Suppose you’re writing a C program and want to open a file and read some data. The obvious way to do this is to use the C stdio library, which isn’t terribly well designed, but is at least standard. And it will for the most part work the same on Linux, Unix, and even Windows. The basic abstraction is the stream, represented as a FILE *.
For simple programs will simple requirements, stdio works well. But it is not extensible in a standardized way. In other words, the “top side” of the stdio stream abstraction is defined, but the bottom side is not. There is no way to write a portable library that can hook into stdio and provide streams that access different underlying data types than a simple file in a filesystem provided by the OS.Suppose you want to do fancier stuff that stdio doesn’t support well. On Linux or Unix, you might use system calls like open() and read(). These are portable to all Posix-based (and Posix-like) systems, but not to Windows, which has its own set of system calls. With open(), you get a file descriptor (a small integer), which you pass to the other system calls as a handle. If you want to use stdio for some of your file access, there is a function fdopen() that takes a file descriptor and creates a stream. But don’t try to mix and match stdio and syscall I/O; siince stdio normally does buffering, you won’t like the results.
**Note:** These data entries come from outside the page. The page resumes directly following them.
PR #912, opened 2019-09-15
add dark mode support partially (mintty/wsltty#157)

Biswa96:


mintty:
Thanks a lot. Uploaded minor tweak and changelog.

BrianInglis:
How does this interoperate in Windows "Night Light" mode?

Biswa96:
Does that mode change anything to Command Prompt?What do you want to look mintty to be in night mode? AFAIK, the night mode is a UWP thingy.

BrianInglis:
On my monitor, everything including the background wallpaper and windows look like reddish-yellowy faded paper.

mintty:
What is night light mode (I remember something like it back in Windows XP...); how do I set it up for testing?
How does mintty currently look in this mode and why is it not satisfying?
And how many other specialties will there be that could be considered...?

If you were writing a program using GTK+, you might use Glib’s g_io_channels. They are portable to Windows, and play nicely with the Glib and GTK+ main loop. However, you can’t use either the stdio or Posix syscalls on them. You’re stuck with the Glib API. Fortunately this API does provide a reasonable set of functions, and they are generally safer than the stdio functions. And unlike stdio, the underside of the g_io_channel is extensible.
On the other hand, you might like to have an API that allows you to read files that are on remote servers using various protocols, perhaps HTTP or FTP. If your operating system has the ability to “mount” volumes from those remote servers, you can probably use any API you like. Otherwise you need a user-space library like GnomeVFS. And (surprise!) it provides its own API. It might have been nice if it used g_io_channels, perhaps adding a few additional calls, but sadly it does not.
And on the gripping hand, you might want to access local files but which happen to have structured content (e.g., a ZIP file), and transparently access members of the structure as if they were first-class files. You might have thought that GnomeVFS would help you here, and perhaps for a local .tar.gz file it might, but for a local .zip file you need a different library, libgsf2. Naturally, libgsf2 provides its own APIs that are not particularly similar to any of the others.
When I first saw libgsf2 I was pretty excited about it, because I had been searching for a good library to access the contents of ZIP files for some time. There were a few other such libraries out there, but they all either had technical limitations, ugly APIs, or overly restrictive licenses. libgsf2 has a fairly decent API (though very poorly documented), and uses the LGPL license.
I considered hacking libgsf2 to provide either a more stdio-like interface, or a more g_io_channel like interface. I exchanged a bit of email with one of the libgsf2 maintainers, who thought the former was a good idea but didn’t like the latter, which I’d prefer. If libgsf2 could provide a g_io_channel interface, then a wrapper could be written around the g_io_channel topside API to provide a stdio stream like interface (but not actual stdio streams).
Then I started looking at GnomeVFS. In addtion to support of various remote access models, it adds asynchronous I/O to the mix. Though the GnomeVFS async I/O API is apparently somewhat controversial, and some people think it should be replaced. I don’t think I want to go down that path myself.
My current thinking is to write a g_io_channel wrapper for libgsf2, but not change the implementation of libgsf2 itself unless I find that I need to add something to be able to support the g_io_channel. And once that’s done, to write the stdio-like wrapper for the g_io_channel.
But I’d really like to see the C standards committee add to a future revision of the C standard some specifications for interfacing to the underside of stdio streams.